[DISCUSS] Unsustainable situation with ptests
I believe we have reached a state (maybe we did reach it a while ago) that is not sustainable anymore, as there are so many tests failing / timing out that it is not possible to verify whether a patch is breaking some critical parts of the system or not. It also seems to me that due to the timeouts (maybe due to infra, maybe not), ptest runs are taking even longer than usual, which in turn creates even longer queue of patches.
There is an ongoing effort to improve ptests usability (https://issues.apache.org/jira/browse/HIVE-19425), but apart from that, we need to make an effort to stabilize existing tests and bring that failure count to zero.
Hence, I am suggesting *we stop committing any patch before we get a green run*. If someone thinks this proposal is too radical, please come up with an alternative, because I do not think it is OK to have the ptest runs in their current state. Other projects of certain size (e.g., Hadoop, Spark) are always green, we should be able to do the same.

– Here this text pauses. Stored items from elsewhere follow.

PR #246, opened 2025-05-20
Windowed attention

favyen2:
Add support for windowed attention.

### DIFF
--- a/tests/unit/nn/test_st_model.py
+++ b/tests/unit/nn/test_st_model.py
@@ -61,8 +61,8 @@ class TestSTBase:
         B, H, W, T, B_S, D = 2, 3, 3, 4, 2, 4
         sentinel2_l2a_tokens = torch.randn(B, H, W, T, B_S, D)
         sentinel2_l2a_mask = torch.randint(0, 2, (B, H, W, T, B_S)).float()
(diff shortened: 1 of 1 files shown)


helios/nn/st_model.py
```diff
@@ -551,6 +663,97 @@ def split_and_expand_per_modality_spatial(
...
+                    hs=window_size,
+                    ws=window_size,
+                    bs=b_s,
+                )
+                # Remove beginning padding.
+                modality_tokens = modality_tokens[:, offset_padding:, offset_padding:]
+                # Remove end padding.
+                x_modality = modality_tokens[:, 0:h, 0:w]
+
+            elif len(dims) == 6:
```
pjreddie: I _think_ we can assume it's always 6 now? or is this not true. I thought we were going to have every modality have a temporal dimension and it's just 1 if it's non-temporal

favyen2: Thanks, I got rid of all the code to handle 5 dimensions, in future PR I want to clean it up further by having a separate AttentionMode class for each mode (so WindowedAttentionMode would have combine/split function for windowed attention, SpatialAttentionMode for spatial-only, etc.).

Finally, once we get to zero failures, I suggest we are less tolerant with committing without getting a clean ptests run. If there is a failure, we need to fix it or revert the patch that caused it, then we continue developing.
Please, let’s all work together as a community to fix this issue, that is the only way to get to zero quickly.
PS. I assume the flaky tests will come into the discussion. Let´s see first how many of those we have, then we can work to find a fix.